= Skip-Bo =

Card game

Cards in box

Skip-Bo is a commercial version of the card game Spite and Malice, a derivative of Russian Bank (also known as Crapette or Tunj), which in turn originates from Double Klondike (also called Double Solitaire). In 1967, Minnie Hazel "Skip" Bowman (1915–2001) of Brownfield, Texas, began producing a boxed edition of the game under the name SKIP-BO. In 1980 the game was purchased by International Games, which was subsequently bought by Mattel in 1992. A mobile version of the game for iOS was released by Magmic in September, 2013.
There is a new version called "SKIP-BO” that comes in a green, white and yellow case.

==Card and deck styles==

Individual card

The deck consists of 162 cards, twelve each of the numbers 1 through 12 and eighteen "SKIP-BO" wild cards which may be played as any number. Alternatively, the 162 cards could be three regular decks of playing cards, including the jokers, with ace to queen corresponding to 1 to 12 and the kings and jokers corresponding to the SKIP-BO cards. Before 1980, the commercial game consisted of four decks of regular playing cards with eight SKIP-BO cards replacing the standard two jokers in each deck. In addition, the aces, twos and threes in the fourth deck were marked SKIP-BO. The remainder of the fourth deck was discarded. The cards come in blue, green, and red.

== Play ==
Two to four people can play at a time as individuals, or, six or more players in teams (no more than three partnerships). The object of the game is to be the first player or team to empty their entire stock pile(s). The player with the middle age goes first. Each player is dealt 30 cards (recommended 10-15 for faster play) for their pile with only the top card visible, and a hand of five cards, and the remaining cards are placed face down to create a common draw pile. The shared play area allows up to four build piles, which must be started using either a "1" card or a Skip-Bo, and each player also has up to four personal discard piles. Each turn the active player draws until they have five cards in hand, though there are cases of not drawing more cards to equal five cards, instead doing a draw of a certain number of cards. They must play either the next card in sequential order or a wild Skip-Bo card, using either cards in hand, the top card of their stock, or the top card of any of their four discard piles. If the player can play all five cards from their hand, they draw five more and continue playing. When no more plays are available, the player discards one card to either an empty discard pile or on top of an existing one and play passes to the next player. When a build pile reaches 12, it is removed from the board and that space becomes empty for another pile to be started; play continues until one player has played their final stock card.

==Scoring==
For single rounds, whoever goes out first is the winner.
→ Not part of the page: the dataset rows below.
PR #1177, opened 2025-07-14
BUGFIX: Update preconditioner in cg

IvanBioli:
After the formatting of the repository in #1150 , a small error was introduced in the `update_state!` function in the `src/multivariate/solvers/first_order/cg.jl` file: the preconditioner is not updated at every iteration, but only at the first one. The change ensures that the `_apply_precondprep` method is called. Changes:
* [`src/multivariate/solvers/first_order/cg.jl`](diffhunk://#diff-0a73ae73cf3162a4ba402251714e7921cc7521eae370fae3ff1539b469bcd1d1R187): Added a call to `_apply_precondprep(method, state.x)`


IvanBioli:
> Thanks for noticing, can you link to the line in question? I don't see any changes to cg.jl in that pr :)

I added ```_apply_precondprep(method, state.x)``` at line 187

PR #213, opened 2025-06-11
fix: actually test fix for local port number in `/ip` response

mccutchen:
Ugh, forgot I had auto-merge turned on for #212, so it went in before I could push a test.


mccutchen:
(Playing with fire, auto-merging again)

PR #224, opened 2025-10-29
docker: switch base image from distroless/base to distroless/static:nonroot

yosida95:
go-httpbin is built fully statically and does not depend on libc, so it can use the distroless/static image. This change reduces the resulting image size by about half.

```console
$ docker image ls
REPOSITORY                     TAG       IMAGE ID       CREATED          SIZE
go-httpbin                     nonroot   9910daab0040   38 minutes ago   19.5MB
ghcr.io/mccutchen/go-httpbin   2.18.3    115573352e3d   4 months ago     38.1MB
```

Since go-httpbin's default listening port is 8080, an unprivileged port, it can run as non-root. While this may break setups that use privileged ports, running as non-root provides a clear security advantage. Such users can continue using their ports by adding the CAP_NET_BIND_SERVICE capability.

### DIFF
--- a/httpbin/websocket/websocket_autobahn_test.go
+++ b/httpbin/websocket/websocket_autobahn_test.go
@@ -19,7 +19,7 @@ import (
 	"github.com/mccutchen/go-httpbin/v2/internal/testing/assert"
 )
 
-const autobahnImage = "crossbario/autobahn-testsuite:0.8.2"
+const autobahnImage = "crossbario/autobahn-testsuite:25.10.1"
 
 var defaultIncludedTestCases = []string{
 	"*",


mccutchen:
This looks great, thanks!

I love the thoroughness of the README update, but I might actually push a small commit to link out to documentation on CAP_NET_BIND_SERVICE to keep it brief, given that this is unlikely — I assume — to be a common need.

(Also, I'll fix the test failure separately.)

mccutchen:
> I love the thoroughness of the README update, but I might actually push a small commit to link out to documentation on CAP_NET_BIND_SERVICE to keep it brief, given that this is unlikely — I assume — to be a common need.

On second thought, I kept the more detailed info but moved it down below.  I hope you don't mind!

Thanks a lot for the contribution, this is a nice little improvement to both image size and out-of-the-box security posture.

If multiple games are going to be played, either track the number of wins for each player or a point system may be used.

For the points scoring, the winning player receives 25 points for winning plus 5 points for each card in his/her opponents' stock piles. The first player to reach 500 points wins.

==Partnerships==
Another option for game play is to pair up players as partners. Play is the same except:
- Each partnership has two stock piles and two sets of four discard piles (eight discard piles total) regardless of the number of individuals per partnership.
- The active player can use their partner's stock and discard piles in addition to their own stock and discard piles.
- The active player's partner(s) must remain silent.

==Digital versions==

Various electronic handheld versions of Skip-Bo have been released over the years. A licensed app exists on the Apple App Store and the Google Play Store published by Mattel163.